Let's start from (3) and rewrite it as $$\begin{align} R_{ij}=&g^{k\ell}g\left(\underbrace{-\overline{\nabla}_{v_i}(\overline{\Gamma}_{kj}^\ell v_\ell)+\overline{\nabla}_{v_k}(\overline{\Gamma}_{ij}^\ell v_\ell)+c_{ik}^\ell\overline{\Gamma}_{\ell j}^m v_m}_\bullet,v_\ell\right)\\ &+g^{k\ell}g\left(-\nabla_{v_i}(W_{kj}^\ell v_\ell)-\overline{\Gamma}_{kj}^\ell W_{i\ell}^m v_m+\nabla_{v_k}(W_{ij}^\ell v_\ell)+\overline{\Gamma}_{ij}^\ell W_{k\ell}^m v_m+c_{ik}^\ell W_{\ell j}^m v_m,v_\ell\right). \end{align}$$ The first term on the right is none other than $\bar{R}_{ij}$! Indeed, if you follow @Deane's suggestion and observe that $$g^{k\ell}g(\bullet,v_\ell)=\delta_m^k\bullet^m=\bar{g}^{k\ell}\bar{g}(\bullet,v_\ell),$$ you will end up with $$R_{ij}=\bar{R}_{ij}+g^{k\ell}g\left(-\nabla_{v_i}(W_{kj}^\ell v_\ell)-\overline{\Gamma}_{kj}^\ell W_{i\ell}^m v_m+\nabla_{v_k}(W_{ij}^\ell v_\ell)+\overline{\Gamma}_{ij}^\ell W_{k\ell}^m v_m+c_{ik}^\ell W_{\ell j}^m v_m,v_\ell\right)!$$ And the proof will be complete if we show that $$\begin{align} &g^{k\ell}g\left(-\nabla_{v_i}(W_{kj}^\ell v_\ell)-\overline{\Gamma}_{kj}^\ell W_{i\ell}^m v_m+\nabla_{v_k}(W_{ij}^\ell v_\ell)+\overline{\Gamma}_{ij}^\ell W_{k\ell}^m v_m+c_{ik}^\ell W_{\ell j}^m v_m,v_\ell\right)\\ &=(\overline{\nabla}_k W_{ij}^k-\overline{\nabla}_j W_{ki}^k)+(W_{k\ell}^k W_{ij}^\ell-W_{j\ell}^k W_{ik}^\ell).\tag{4} \end{align}$$ The RHS of (4) is, by definition, $$\begin{align} &v_k(W_{ij}^k)+W_{ij}^\ell\overline{\Gamma}_{k\ell}^k-W_{\ell j}^k\overline{\Gamma}_{ki}^\ell-W_{i\ell}^k\overline{\Gamma}_{kj}^\ell\color{red}{-v_j(W_{ik}^k)}-W_{ik}^\ell\overline{\Gamma}_{j\ell}^k\\ &+W_{\ell k}^k\overline{\Gamma}_{ji}^\ell+W_{i\ell}^k\overline{\Gamma}_{jk}^\ell+W_{k\ell}^k W_{ij}^\ell-W_{j\ell}^k W_{ik}^\ell.\tag{5} \end{align}$$ For the record, sometimes I write $W_{ij}^k$ in place of $W_{ji}^k$ since the components of $W$ can be proved to be symmetric w.r.t. their lower indices.

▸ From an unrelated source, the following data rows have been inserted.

PR #2952, opened 2022-05-05
DATAUP-639 add "exact_match_on" support to dynamic dropdown

briehl:

When `exact_match_on` is given to an app spec's `dynamic_dropdown_options` map, it's intended to do the following:
1. Automatically do a dynamic search using the `initialValue` as search term
2. The results will be a list of objects. Search out the first one who's `exact_match_on` key exactly matches the value (case insensitive).
3. Use that to populate the field and get the value out of it.

For example, if we're doing the scientific name search (which is the first case this is supposed to work for), and the given initialValue is "Escherichia coli K-12", then when this dropdown initializes, it starts by doing a search with "Escherichia coli K-12" as the input. When it gets a response, it looks for the EXACT match, of the term given by the `exact_match_on` field, case insensitive. In this case, it'll find something like:

```
{
  scientific_name: "Escherichia coli K-12",
  id: "83333",
  ncbi_taxon_id: "83333",
  .... other stuff ....
}
```

Our `exact_match_on` field is `scientific_name`, so match against that. This is the hit, so autoselect the option with that result. it then does the usual bit of validation and processing - the real "value" returned by this field is the taxon id, so 83333 gets returned.

If nothing is found, this becomes invalid and shows an error. A user can fix it by doing a new search, or just clearing the field.

# Jira Ticket / Issue #

Related Jira ticket: https://kbase-jira.atlassian.net/browse/DATAUP-639

# Testing Instructions

# Dev Checklist:

- [x] [Version has been bumped](https://semver.org/) for each release

### DIFF
--- a/kbase-extension/static/kbase/js/widgets/appWidgets2/input/dynamicDropdownInput.js
+++ b/kbase-extension/static/kbase/js/widgets/appWidgets2/input/dynamicDropdownInput.js
@@ -49,6 +49,7 @@ define([
                 displayValue: undefined,
                 value: undefined,
                 descriptionFields: new Set(),
+                exactMatchError: false,
             };
         let parent, container, ui;
         if (typeof ddOptions.query_on_empty_input === 'undefined') {
@@ -170,6 +171,9 @@ define([
 
         function validate() {
             return Promise.try(() => {
+                if (model.exactMatchError) {
+                    return Validation.validateFalse(model.value);
+                }
                 let selectedItem = getControlValue();
                 const validationConstraints = {
                     min_length: spec.data.constraints.min_length,
@@ -324,6 +328,7 @@ define([
             };
 
             if (result.isValid) {
+                model.exactMatchError = false;
                 const newValue =
                     result.parsedValue === undefined ? result.value : result.parsedValue;
                 model.value = newValue;
@@ -337,20 +342,21 @@ define([
                 }
                 changeMsg.newDisplayValue = model.displayValue;
                 changeMsg.newValue = newValue;
+                channel.emit('changed', changeMsg);
             } else if (result.diagnosis === Constants.DIAGNOSIS.REQUIRED_MISSING) {
                 model.value = spec.data.nullValue;
+                channel.emit('changed', changeMsg);
+            } else if (result.diagnosis === Constants.DIAGNOSIS.INVALID && model.exactMatchError) {
+                result.errorMessage = `An exact match was not found for "${model.value}". Please search again.`;
             }
-            channel.emit('changed', changeMsg);
-            channel.emit('validation', {
-                errorMessage: result.errorMessage,
-                diagnosis: result.diagnosis,
-            });
+            channel.emit('validation', result);
         }
 
         /**
          * Clears the current selection and updates the model.
          */
         function doClear() {
+            model.exactMatchError = false;
             $(ui.getElement('input-container.input')).html('');
             model.value = spec.data.nullValue;
             channel.emit('changed', {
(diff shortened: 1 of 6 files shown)


kbase-extension/static/kbase/js/widgets/appWidgets2/input/dynamicDropdownInput.js
```diff
@@ -488,83 +494,102 @@ define([
...
-                            viewData.text = config.initialDisplayValue;
-                        } else if (
-                            config.initialDisplayValue !== null &&
-                            typeof config.initialDisplayValue === 'object'
-                        ) {
-                            viewData = Object.assign(viewData, config.initialDisplayValue);
-                            if (!viewData.text) {
-                                viewData.text = viewData.id;
-                            }
+        async function render() {
```
briehl, line 497: Turned this function into `async` which tweaked the formatting. I'll point out the actual changes below.

kbase-extension/static/kbase/js/widgets/appWidgets2/input/dynamicDropdownInput.js
```diff
@@ -488,83 +494,102 @@ define([
...
+                        break;
+                    }
+                }
+                if (match) {
+                    data.push(Object.assign(match, { selected: true }));
+                    model.value = match.id;
+                } else {
+                    model.exactMatchError = true;
+                }
+            }
```
briehl, line 543: Here's the changed block.

Basically, if we have an initial value, we DON'T have a display value yet (which would get populated by the dropdown), and there's an `exact_match_on` field, then we need to do the search. Just use the existing mechanism for that.

If we find a matching result (I'm guessing most of the time there will just be one hit if so), then add the `selected` boolean to it so Select2 knows what to do. Otherwise, trigger the error condition.
This makes it pretty specific to creating a new bulk import cell, as only the uploaders make use of that right now.

If a match gets found,

kbase-extension/static/kbase/js/widgets/appWidgets2/input/dynamicDropdownInput.js
```diff
@@ -488,83 +494,102 @@ define([
...
+
+            dropdown.select2({
+                allowClear: true,
+                disabled: config.isViewOnly,
+                templateResult: formatObjectDisplay,
+                templateSelection: selectionTemplate,
+                data,
```
briehl, line 550: Turns out we can seed select2 with all the intro data we want, and the AJAX command will just updated it (with the `processResults` callback).

kbase-extension/static/kbase/js/widgets/appWidgets2/input/dynamicDropdownInput.js
```diff
@@ -170,6 +171,11 @@ define([
 
         function validate() {
             return Promise.try(() => {
+                if (model.exactMatchError) {
```
briehl, line 174: If we're in a state where we have an exactMatchError, then force the validation to fail and put in a custom, helpful (hopefully?) error message.

kbase-extension/static/kbase/js/widgets/appWidgets2/input/dynamicDropdownInput.js
```diff
@@ -337,20 +344,19 @@ define([
...
             } else if (result.diagnosis === Constants.DIAGNOSIS.REQUIRED_MISSING) {
                 model.value = spec.data.nullValue;
+                channel.emit('changed', changeMsg);
             }
-            channel.emit('changed', changeMsg);
-            channel.emit('validation', {
-                errorMessage: result.errorMessage,
-                diagnosis: result.diagnosis,
-            });
+            channel.emit('validation', result);
```
briehl, line 352: I don't much like the duplicate `channel.emit('changed')` bit, but it shouldn't emit `changed` when there's an error. IMO it's clean enough, but I bet I'm missing something obvious.

kbase-extension/static/kbase/js/widgets/appWidgets2/input/dynamicDropdownInput.js
```diff
@@ -488,83 +494,102 @@ define([
...
-                                    failure(err);
-                                });
-                        },
+                        }
+                        return data;
                     },
-                    placeholder: {
-                        id: 'select an option',
+                    transport: function (params, success, failure) {
+                        model.exactMatchError = false;
```
briehl, line 570: Whenever a user triggers a search, we should clear the error, as any result they select should be valid now.

kbase-extension/static/kbase/js/widgets/appWidgets2/input/dynamicDropdownInput.js
```diff
@@ -488,83 +494,102 @@ define([
...
-                                    dropdown.trigger('change');
+                data.push(viewData);
+            } else if (model.value && !model.displayValue && ddOptions.exact_match_on) {
+                const searchResults = await fetchData(model.value);
+                // verify that we have an exact match
+                let match = null;
+                for (const result of searchResults) {
+                    if (
+                        model.value.toLowerCase() === result[ddOptions.exact_match_on].toLowerCase()
+                    ) {
```
ialarmedalien, line 532: do we need to do any of that tedious stuff like trimming off whitespace or ensuring that there's some content in the match string, or is that done earlier on?

ialarmedalien (approved):
LGTM!

kbase-extension/static/kbase/js/widgets/appWidgets2/input/dynamicDropdownInput.js
briehl: Yes, certainly. Don't know how I missed that. I'm just making silly assumptions that the database call probably won't honor.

Up next, we expand the LHS of (4) to get $$-\overline{\Gamma}_{kj}^\ell W_{i\ell}^k+\overline{\Gamma}_{ij}^\ell W_{k\ell}^k+c_{ik}^\ell W_{\ell j}^k\color{red}{-v_i(W_{kj}^k)}-W_{kj}^\ell\Gamma_{i\ell}^k+v_k(W_{ij}^k)+W_{ij}^\ell\Gamma_{k\ell}^k.$$ Since $-v_i(W_{kj}^k)$ differs from $-v_j(W_{ik}^k)$, continuing the process may lead to a dead end. Luckily, we can switch the roles of $i$ and $j$ by observing that $$\begin{align} R_{ij}&=R_{ji}\\ &=\bar{R}_{ji}-\ldots\\ &=\bar{R}_{ij}-\overline{\Gamma}_{ki}^\ell W_{j\ell}^k+\overline{\Gamma}_{ji}^\ell W_{k\ell}^k+c_{jk}^\ell W_{\ell i}^k-v_j(W_{ik}^k)-W_{ki}^\ell\Gamma_{j\ell}^k+v_k(W_{ij}^k)+W_{ji}^\ell\Gamma_{k\ell}^k. \end{align}$$ After comparing it to (5), we know the job can be done by showing that $$\begin{align} c_{jk}^\ell W_{\ell i}^k-W_{ki}^\ell\Gamma_{j\ell}^k+W_{ji}^\ell\Gamma_{k\ell}^k=&W_{ij}^\ell\overline{\Gamma}_{k\ell}^k-W_{i\ell}^k\overline{\Gamma}_{kj}^\ell-W_{ik}^\ell\overline{\Gamma}_{j\ell}^k\\ &+W_{i\ell}^k\overline{\Gamma}_{jk}^\ell+W_{k\ell}^k W_{ij}^\ell-W_{j\ell}^k W_{ik}^\ell. \end{align}$$ And that is simply an exercise of $c_{jk}^\ell=\overline{\Gamma}_{jk}^\ell-\overline{\Gamma}_{kj}^\ell$ (Homework!) and $\Gamma_{j\ell}^k=W_{j\ell}^k+\overline{\Gamma}_{j\ell}^k$. Done!